This paper aims to study the coupling response law of an electromagnetic pulse acting on a pyramid horn antenna under the condition of the random distribution of incident parameters.

First, a statistical analysis model of the electromagnetic pulse response of the horn antenna is established on the basis of a computer simulation technology (CST) and Matlab co-simulation. A simulation model of the antenna electromagnetic impulse response is then established by CST, and the rationality of the model is verified by the voltage standing wave ratio (VSWR) and gain curve. The impedance characteristics of the radio frequency port of the communication system under different states such as transmitting and receiving are considered. The coupling response indexes of antenna ports such as open circuit voltage (OCV), short circuit current (SCC) and load current are obtained under high-altitude electromagnetic pulse (HEMP) irradiation with a peak field strength of 50 kV/m. Finally, the azimuth, elevation and polarization angles are set in the spherical coordinate system to obey the uniform distribution, and Matlab is used to fit the main signal indicators such as the peak value and waveform energy of the antenna load response waveform.

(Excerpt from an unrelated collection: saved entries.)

PR #323, opened 2026-08-24
perf: push the network summary only when the site's online set changes

### LINKED ISSUE #310: Network presence push writes to one shared global table

josephfusco:
The summary table is pinned to the global cluster on a sharded network, and #299 pushed to it on every admin pageview.

Depends on #299 and targets its branch.

Closes #310

<details>

AI assistance: Yes
Tool(s): Claude Code
Model(s): Claude Opus 5

</details>

### DIFF
--- a/includes/network-functions.php
+++ b/includes/network-functions.php
@@ -138,18 +138,17 @@ function wp_presence_network_summary_refresh_interval() {
  * Pushes the current site's online-user snapshot into the network-wide
  * summary table.
  *
- * Runs on wp_presence_admin_room_changed, so every admin-room write pushes,
- * not just the heartbeat tick: logout and the pagehide delete clear the site
- * immediately instead of waiting for its entry to age out.
+ * Runs on wp_presence_admin_room_changed, so an arrival or a departure reaches
+ * the network within the request that caused it: logout and the pagehide delete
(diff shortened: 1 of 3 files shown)


josephfusco:
Measured on live multisite, queries per admin-room write:

| | before | after |
|---|---|---|
| arrival | 4 | 6 |
| steady-state tick | 4 | 2 |
| departure | 4 | 5 |

Arrival and departure each pay one extra write to record what was pushed, and the tick that used to reach the global cluster now stops at an autoloaded option. The one query left on a tick is the `wp_get_presence()` read that builds the payload, which is on the site's own shard.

The results show that the probability distribution of the main signal indicators is mostly convex. Taking the waveform peak value as an example, there is a 90% probability that the peak value of the response waveform is less than 0.13A, which is only 16.2% of the maximum peak value of 0.8A; that is, except in the specific electromagnetic pulse incident range, the signal indicators of the pyramid horn antenna response waveform are kept at a low level in most cases.

The results of this study lay the foundation for the electromagnetic pulse vulnerability analysis of communication systems.